*ABOUT THIS EXERCISE*
Your answer should be a single number: how many lines in the data below hold the string "clear".

*EXTRACTED INFORMATION*
======

PR #7534, opened 2022-08-03
Convert CreatePen to Cswin32

lonitra:
- Add conversions for `Gdi.HPEN` <-> `Interop.HPEN` and `Gdi.HPEN` -> `Interop.HGDIOBJ`
- Some clean up

###### Microsoft Reviewers: [Open in CodeFlow](https://portal.fabricbot.ms/api/codeflow?pullrequest=https://github.com/dotnet/winforms/pull/7534)


src/System.Windows.Forms.Design/src/System/Windows/Forms/Design/DesignerUtils.cs
```diff
@@ -27,12 +27,17 @@ internal static class DesignerUtils
         //brush used to draw a 'hover' state over a designer action glyph
         private static SolidBrush s_hoverBrush = new SolidBrush(Color.FromArgb(50, SystemColors.Highlight));
         //brush used to draw the resizeable selection borders around controls/components
-        private static HatchBrush s_selectionBorderBrush = new HatchBrush(HatchStyle.Percent50, SystemColors.ControlDarkDark, Color.Transparent);
+        private static HatchBrush s_selectionBorderBrush =
+            new HatchBrush(HatchStyle.Percent50, SystemColors.ControlDarkDark, Color.Transparent);
```
dreddy-work, line 31:
```suggestion
        private static HatchBrush s_selectionBorderBrush =
            new (HatchStyle.Percent50, SystemColors.ControlDarkDark, Color.Transparent);
```

src/System.Windows.Forms.Design/src/System/Windows/Forms/Design/DesignerUtils.cs
```diff
@@ -178,10 +184,10 @@ public static void SyncBrushes()
             s_grabHandleFillBrush = Gdi32.CreateSolidBrush(ColorTranslator.ToWin32(SystemColors.ControlText));
 
             Gdi32.DeleteObject(s_grabHandlePenPrimary);
-            s_grabHandlePenPrimary = Gdi32.CreatePen(Gdi32.PS.SOLID, 1, ColorTranslator.ToWin32(SystemColors.ControlText));
+            s_grabHandlePenPrimary = PInvoke.CreatePen(Gdi.PEN_STYLE.PS_SOLID, 1, (uint)ColorTranslator.ToWin32(SystemColors.ControlText));
```
dreddy-work, line 187: we adapted adding parameter names for constants in the parameter list. It would be nice to add those for the lines you are touching here and other parts of this PR. Or do you see any issues with that in PInvokes? ex:
```suggestion
            s_grabHandlePenPrimary = PInvoke.CreatePen(Gdi.PEN_STYLE.PS_SOLID, cWidth: 1, (uint)ColorTranslator.ToWin32(SystemColors.ControlText));
```

src/System.Windows.Forms.Design/src/System/Windows/Forms/Design/OleDragDropHandler.cs
```diff
@@ -537,7 +539,7 @@ private static void DrawReversibleFrame(IntPtr handle, Rectangle rectangle, Colo
             }
 
             using var dc = new User32.GetDcScope(handle);
-            using var pen = new Gdi32.ObjectScope(Gdi32.CreatePen(Gdi32.PS.SOLID, 2, ColorTranslator.ToWin32(backColor)));
+            using var pen = new Gdi32.ObjectScope(PInvoke.CreatePen(Gdi.PEN_STYLE.PS_SOLID, 2, (uint)ColorTranslator.ToWin32(backColor)));
```
dreddy-work, line 542: when return type is not obvious, we adapted declaring it explicitly with type info

JeremyKuhne: `var foo = new SomeType()` is obvious. We're not calling a method here. It is no different than `var foo = new List<T>()`.  We could flip this to the other side now that we have the implied constructor syntax- that feature didn't exist when I wrote this originally.

The only super hard requirement for `var` is that you don't use it for intrinsic types. We don't accept `var foo = 42;`. Every other usage is left to your better judgement on what provides more clarity.

src/System.Windows.Forms.Design/src/System/Windows/Forms/Design/DesignerUtils.cs
JeremyKuhne: We only need to add them where it is not super clear. That typically means where you explicitly pass `true`, `false`, or `null`. Here it is pretty obvious that you're referring to a width.

JeremyKuhne (approved):
Looks good!

JeremyKuhne:
It looks like the x64 run was aborted due to time out? @RussKie I looked at the dump and I didn't see anything hung up.  https://dev.azure.com/dnceng/public/_build/results?buildId=1921188&view=results  What is our upper threshold on the runs?

src/System.Windows.Forms.Design/src/System/Windows/Forms/Design/DesignerUtils.cs
dreddy-work: Are we saying numeric constants does not need parameter names here? I may not agree on the part that "it is super clear" here.

dreddy-work (approved):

======

*SOLUTION TO THIS EXERCISE*
2